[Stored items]
PR #1353, opened 2024-03-13
Move computed fields to status.observedState for new CRDs

maqiuyujoyce:
### Change description

Fixes b/327226936

* Reused the allowlist to block the `state-into-spec: merge` feature to identify whether computed fields should be under `status.observedState` in a resource. Added util functions.
* Updated the logic when fetching resource-specific fields under `status` in TF-based IAM client, and the reconciliation flow for TF-based resources.
* Updated the logic when populating resource-specific fields under `status` for TF-based resources.
* Updated the CRD generation for newly added TF-based resources to move computed fields to status.observedState.
* Added unit tests to cover the changes.

### Tests you have done

Downloaded #1271, rebased on top of this PR and ran the following command:

```
go test -timeout 1200s -v -tags=integration ./pkg/controller/dynamic/ -test.run TestCreateNoChangeUpdateDelete -run-tests vertexaidatasetbasic
```

Verified that the created resource has the following status:

```
status:map[conditions:[map[lastTransitionTime:2024-03-13T20:02:10Z message:The resource is up to date reason:UpToDate status:True type:Ready]] observedGeneration:1 observedState:map[createTime:2024-03-13T20:02:00.322965Z name:projects/[REDACT]/locations/us-central1/datasets/1730698372328718336 updateTime:2024-03-13T20:02:01.420379Z]]
```


pkg/controller/iam/iamclient/tfiamclient.go
```diff
@@ -685,7 +685,7 @@ func resolveTargetFieldValue(r *krmtotf.Resource, targetField string) (string, e
 		if val, exists, _ := unstructured.NestedString(r.Spec, strings.Split(key, ".")...); exists {
 			return val, nil
 		}
-		if val, exists, _ := unstructured.NestedString(r.Status, strings.Split(key, ".")...); exists {
+		if val, exists, _ := unstructured.NestedString(r.GetStatusOrObservedState(), strings.Split(key, ".")...); exists {
```
justinsb, line 688: This is high risk (touches many code paths in the magic machine), so I'm going to assign to 1.115

pkg/k8s/observedstate.go
```diff
@@ -0,0 +1,22 @@
...
+// Unless required by applicable law or agreed to in writing, software
+// distributed under the License is distributed on an "AS IS" BASIS,
+// WITHOUT WARRANTIES OR CONDITIONS OF ANY KIND, either express or implied.
+// See the License for the specific language governing permissions and
+// limitations under the License.
+
+package k8s
+
+func HasComputedFieldsUnderObservedState(kind, version string) bool {
+	if version == KCCAPIVersion && !SupportsComputedFieldsUnderStatusInKind(kind) {
```
justinsb, line 18: Nit: We need to change KCCAPIVersion to something that includes the word "beta" :-)

pkg/k8s/allowlist.go
```diff
@@ -18,223 +18,237 @@ import (
...
+	// Any newly supported v1beta1 kinds should NOT have computed fields
+	// directly under 'status' in the schema.
+	v1beta1KindsWithComputedFieldsUnderStatus = v1beta1KindsWithStateIntoSpecMergeSupport
+)
 
 func SupportsStateIntoSpecMergeInKind(kind string) bool {
 	return isValueInAllowlist(kind, v1beta1KindsWithStateIntoSpecMergeSupport)
 }
 
+func SupportsComputedFieldsUnderStatusInKind(kind string) bool {
```
justinsb, line 248: IIUC callers should call `HasComputedFieldsUnderObservedState` instead ... Make this private or inline?

pkg/k8s/observedstate.go
```diff
@@ -0,0 +1,22 @@
...
+//
+// Unless required by applicable law or agreed to in writing, software
+// distributed under the License is distributed on an "AS IS" BASIS,
+// WITHOUT WARRANTIES OR CONDITIONS OF ANY KIND, either express or implied.
+// See the License for the specific language governing permissions and
+// limitations under the License.
+
+package k8s
+
+func HasComputedFieldsUnderObservedState(kind, version string) bool {
```
justinsb, line 17: Nit: This method needs a comment.  I think "Computed Field" is a Terraform thing, maybe this should  "OutputFieldsAreUnderObservedState" or maybe just "GetOutputField(u *unstructured.Unstructured, fieldPath string)"?

pkg/krmtotf/resource.go
```diff
@@ -322,6 +326,21 @@ func (r *Resource) AllTopLevelFieldsAreImmutableOrComputed() bool {
...
+	observedState, exists, _ := unstructured.NestedMap(status, k8s.ObservedStateFieldName)
+	if !exists {
+		observedState = make(map[string]interface{})
+	}
+	return observedState
+}
+
+func (r *Resource) GetStatusOrObservedState() map[string]interface{} {
+	if k8s.HasComputedFieldsUnderObservedState(r.Kind, r.GroupVersionKind().Version) {
+		return getObservedStateFromStatus(r.Status)
```
justinsb, line 339: One way to reduce risk in this PR is to rename r.Status to r.status (just the field, not a refactor).  Then we can be sure that we have looked at every code point that reads r.Status / r.Status.ObservedState

pkg/crd/crdgeneration/tf2crdgeneration.go
```diff
@@ -67,12 +68,17 @@ func GenerateTF2CRD(sm *corekccv1alpha1.ServiceMapping, resourceConfig *corekccv
...
+		moveComputedFieldsToObservedState(statusOrObservedStateJSONSchema)
+	} else {
+		statusOrObservedStateJSONSchema, err = k8s.RenameStatusFieldsWithReservedNamesIfResourceNotExcluded(resource, statusOrObservedStateJSONSchema)
+		if err != nil {
+			return nil, fmt.Errorf("error renaming status fields with reserved names for %#v: %w", statusOrObservedStateJSONSchema, err)
+		}
 	}
-	populateObservedState(resourceConfig, specJSONSchema, statusJSONSchema)
-	for k, v := range statusJSONSchema.Properties {
+	addObservedFieldsToObservedState(resourceConfig, specJSONSchema, statusOrObservedStateJSONSchema)
```
jingyih, line 80: Does this mean we should NOT add a "computed field" to  `observedFields` in servicemapping.

pkg/controller/iam/iamclient/tfiamclient.go
maqiuyujoyce: Since this PR can't make it to 1.114, I'm going to allowlist ComputeNetworkFirewallPolicyAssociation.

pkg/krmtotf/resource.go
maqiuyujoyce: I love this trick. Will do it and see if there is anything missing.

pkg/crd/crdgeneration/tf2crdgeneration.go
maqiuyujoyce: Yes. This is indicated in the [observedState field comment](https://github.com/GoogleCloudPlatform/k8s-config-connector/blob/master/pkg/apis/core/v1alpha1/servicemapping_types.go#L185) and executed in the [CRD generation logic](https://github.com/GoogleCloudPlatform/k8s-config-connector/blob/master/pkg/crd/crdgeneration/tf2crdgeneration.go#L464) but I think we should add a unit test to protect it.

config/crds/resources/apiextensions.k8s.io_v1_customresourcedefinition_computenetworkfirewallpolicyassociations.compute.cnrm.cloud.google.com.yaml
```diff
@@ -186,9 +186,13 @@ spec:
                   current reported status reflects the most recent desired state of
                   the resource.
                 type: integer
-              shortName:
-                description: The short name of the firewall policy of the association.
-                type: string
+              observedState:
```
jingyih, line 189: I don't quite understand why this field got moved?

jingyih: This was discussed offline in the group chat.

pkg/k8s/allowlist.go
maqiuyujoyce: Done.

pkg/k8s/observedstate.go
maqiuyujoyce: Changed the function name to `OutputOnlyFieldsAreUnderObservedState`. It needs to take the smallest set of params because it is also called by CRD generation code (which doesn't have unstructured).

pkg/crd/crdgeneration/tf2crdgeneration.go
maqiuyujoyce: #1401

pkg/k8s/observedstate.go
maqiuyujoyce: Agreed that having the version in the name will make it more readable. Updated it in a separate PR to avoid "contaminating" this PR: #1402 .

pkg/krmtotf/resource.go
maqiuyujoyce: Verified that it the current PR already covers everything we can identify: #1403.

jingyih (commented):
/lgtm
/approve


/hold for @justinsb to take another look

jingyih:
/hold cancel
to unblock other PRs.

▶ [WHAT YOU NEED TO DO]
Nothing but a number is expected here: how many lines above include the string "GetStatusOrObservedState".

▶ [RESPONSE BELOW]
2